When I first see I can parse browser histories with the script, I’ll run it on an example user profile and see what it outputs. I’ll probably expect that you (well, the developer of the plugin, whoever that is) know at least a little bit about the artifact, and picked a sane default output format. Probably, I’ll hope that I can understand the output as a human without resorting to post processing. This is how I’d use the tool on a one-off basis, and to validate results of other processes.

Machine format for scaling

Subsequently, I’d probably use the browser history parser during an investigation and hopefully many large scale investigations. It’s likely that at some point I’d attempt to automate the history parser to pull tons of history entries and slice-n-dice the results. For this, I’d want an output format that can be easily tokenized and processed by common text-oriented tools (sed/awk/grep). Unfortunately, it’s likely that the human-friendly format is not the same as the computer-friendly format.

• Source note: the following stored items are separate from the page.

PR #313, opened 2018-11-20
refactor to support init options and context

wjwwood:
Connects to ros2/rmw#154

### DIFF
--- a/test_communication/test/test_messages_c.cpp
+++ b/test_communication/test/test_messages_c.cpp
@@ -21,6 +21,8 @@
 #include <string>
 #include <thread>
 
+#include "osrf_testing_tools_cpp/scope_exit.hpp"
+
 #include "rcl/subscription.h"
 #include "rcl/publisher.h"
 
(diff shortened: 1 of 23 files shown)


test_communication/test/test_messages_c.cpp
```diff
@@ -102,9 +115,11 @@ class CLASSNAME (TestMessagesFixture, RMW_IMPLEMENTATION) : public ::testing::Te
     rcl_ret_t ret = rcl_node_fini(this->node_ptr);
     delete this->node_ptr;
     EXPECT_EQ(RCL_RET_OK, ret) << rcl_get_error_string().str;
-    ret = rcl_shutdown();
+    ret = rcl_shutdown(this->context_ptr);
+    delete this->context_ptr;
```
sloretz: `rcl_context_fini()`

test_rclcpp/CMakeLists.txt
```diff
@@ -66,6 +66,16 @@ if(BUILD_TESTING)
       "rclcpp")
   endfunction()
 
+  function(custom_gtest_executable target)
+    ament_add_gtest_executable(${target} ${ARGN})
+    target_compile_definitions(${target}
+      PUBLIC "RMW_IMPLEMENTATION=${rmw_implementation}")
```
sloretz: `RMW_IMPLEMENTATION` as a compile definition works? I thought it had to be an environment variable. Test communication uses an environment variable

https://github.com/ros2/system_tests/blob/394f326f2b3da52d802dad1090cddd8ef6fba5b7/test_communication/CMakeLists.txt#L94-L102

test_rclcpp/test/test_executor.cpp
```diff
@@ -40,6 +40,7 @@
 using namespace std::chrono_literals;
 
 TEST(CLASSNAME(test_executor, RMW_IMPLEMENTATION), recursive_spin_call) {
+  if (!rclcpp::ok()) {rclcpp::init(0, nullptr);}
```
sloretz: Why this line instead of `init()` and `shutdown()` in `main()`? It looks like `rclcpp` won't be shut down.

test_rclcpp/CMakeLists.txt
wjwwood: This is a direct copy of `custom_executable` except that it uses `ament_add_gtest_executable` instead of `add_executable`, so I don't know but that seems to be the right behavior.

test_rclcpp/test/test_executor.cpp
wjwwood: Calling shutdown explicitly is not required.

A few of the test files with the init/shutdown in the main actually had one or more tests that called shutdown themselves, causing tests that ran after them to fail because "init had not been called" (since the shutdown in the other test).

I found this to be cleaner, as it ensures init has been called without shutting down and initializing again unnecessarily. Also it is resilient to tests being filtered by gtest.

wjwwood: > Calling shutdown explicitly is not required.

To be clear, you may call shutdown manually, or it is called in the SIGINT signal handler for each Context which elected to have `shutdown_on_sigint=true` (the default) and which are not already shutdown, or finally it is called in the destructor of Context right before finalizing the rcl context object, if not already shutdown.

test_communication/test/test_messages_c.cpp
wjwwood: Good catch, fixed in f06076c!

test_rclcpp/CMakeLists.txt
sloretz: Ah nevermind. It looks like the compile definition is used to set test name

https://github.com/ros2/system_tests/blob/394f326f2b3da52d802dad1090cddd8ef6fba5b7/test_rclcpp/test/test_services_client.cpp#L25-L30

The environment variable is set when `custom_launch_test_two_executables()` is called,

wjwwood: Ah yeah, that makes sense.

PR #321, opened 2018-12-13
Use wall clock for Waitable tests.

hidmic:
This pull request attempts to fix failing `Waitable` tests as seen in https://ci.ros2.org/view/nightly/job/nightly_linux_release/1023/testReport/, https://ci.ros2.org/view/nightly/job/nightly_xenial_linux-aarch64_release/194/testReport/ and https://ci.ros2.org/view/nightly/job/nightly_xenial_linux_release/188/testReport/. I'm no longer able to reproduce the issue locally with this fix. 

My current hypothesis as to what's going is that the original test hooks up the timer to the default `Node` clock, which is of `RCL_ROS_TIME` type i.e. clock as published on a well known topic. Because of this, [the timer sets up a guard condition and waits for it to be triggered](https://github.com/ros2/rcl/blob/master/rcl/src/rcl/timer.c#L155), but that never happens because for this test there's no clock topic being published in the first place. 

As to why it only fails for `Release` builds, it has to do with time. Until an `RCL_ROS_TIME` type clock becomes active, [it reports wall clock time](https://github.com/ros2/rcl/blob/master/rcl/src/rcl/time.c#L66). If the time it takes the code to reach the first `rmw_wait` call is long enough for the timer to expire, then it will not block because the first wait wakes up because of the `/parameter_events` subscription. If it's too fast, then the `Executor` will go into a second wait cycle from which it'll never wake up (because no one's going to trigger the timer's guard condition).

### DIFF
--- a/test_rclcpp/test/test_waitable.cpp
+++ b/test_rclcpp/test/test_waitable.cpp
@@ -92,7 +92,8 @@ public:
 TEST(CLASSNAME(test_waitable, RMW_IMPLEMENTATION), waitable_with_timer) {
   if (!rclcpp::ok()) {rclcpp::init(0, nullptr);}
   auto node = rclcpp::Node::make_shared("waitable_with_timer");
-  auto waitable = WaitableWithTimer::make_shared(node->get_clock());
+  auto wall_clock = rclcpp::Clock::make_shared(RCL_SYSTEM_TIME);
+  auto waitable = WaitableWithTimer::make_shared(wall_clock);
   auto group = node->create_callback_group(rclcpp::callback_group::CallbackGroupType::Reentrant);
   node->get_node_waitables_interface()->add_waitable(waitable, group);
 


nuclearsandwich:
* Linux [Build Status](http://ci.ros2.org/job/ci_linux/5895/)
* Linux-aarch64 [Build Status](http://ci.ros2.org/job/ci_linux-aarch64/2440/)
* macOS [Build Status](http://ci.ros2.org/job/ci_osx/4886/)
* Windows [Build Status](http://ci.ros2.org/job/ci_windows/5799/)

Linux Release [Build Status](https://ci.ros2.org/job/ci_linux/5896/)
Linux Xenial Release [Build Status](https://ci.ros2.org/job/ci_linux/5897/)

dirk-thomas:
> the default Node clock, which is of `RCL_ROS_TIME` type i.e. clock as published on a well known topic.

That is incorrect. See http://design.ros2.org/articles/clock_and_time.html#ros-time Until the `use_sim_time` parameter is enables ROS time is the same as system time.

If this patch actually fixes the problem then there is an underlying problem in ROS time which needs to be fixed.

hidmic:
> That is incorrect. See http://design.ros2.org/articles/clock_and_time.html#ros-time Until the use_sim_time parameter is enables ROS time is the same as system time.

I see. I did not recall that design document, so I wrongly inferred `RCL_ROS_TIME` behavior from code. In any case, then the deeper problem is that the guard condition for a timer that's hooked to an `RCL_ROS_TIME` type clock is never triggered unless any of the `rcl_*_ros_time_override` functions are called that from rclcpp are in turn called from [`TimeSource`](https://github.com/ros2/rclcpp/blob/master/rclcpp/src/rclcpp/time_source.cpp#L160).

sloretz:
closing now that ros2/rcl#357 has been merged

I might also feel lazy one day and email you, “I need CSV for my report, but your tool outputs TSV, so can you add a new output format for that?” Surely sed can do this, but why not build it right in? And BSV, and Bodyfile, and XML, too. It’s unreasonable to support all of these, but I’m not quite sure which subset is the best choice. The developer scratches their itch, but I need mine scratched, as well. How should we organize this?

Modular components

Finally, as this browser history parser becomes well tested and respected, I might like to include it in a comprehensive forensic toolkit. Though the toolkit could call down to the system shell to execute the parser and tokenize the textual results, this is fairly hacky and unmaintainable. I’d really like to just import the script and use native the native Python (or Perl, or C) interface instead. So, it would be awesome if the script could be reused programmatically as well. But, this requires forethought and planning — things which may not be prioritized during the critical PoC stage of a new tool.

Do your tools do all these?

To summarize, there are three common uses of forensic tools:

So what am I getting at? There are many ways every tool may be used, and often developers fail to think critically about these cases. Then, it becomes a chore for users to run tools, and less effort goes to what really matters: analysis.

To alleviate these issues, I recommend thinking about, designing, and implementing a common style of tool interaction. Not a new file format (we have enough of those), but a consistent means for producing useful tool results. How should a tool’s code be best structured? How can a tool’s output best satisfy a user? Although it strikes me as difficult to design something generic enough to satisfy all possible tools, we might as well try.

Take a minute now to think about how you like to interact with forensic tools, and what you’d want in an ideal world. Can you think of a better way to structure things? Tomorrow, I’ll post my proposal, and I already look forward to a lively discussion.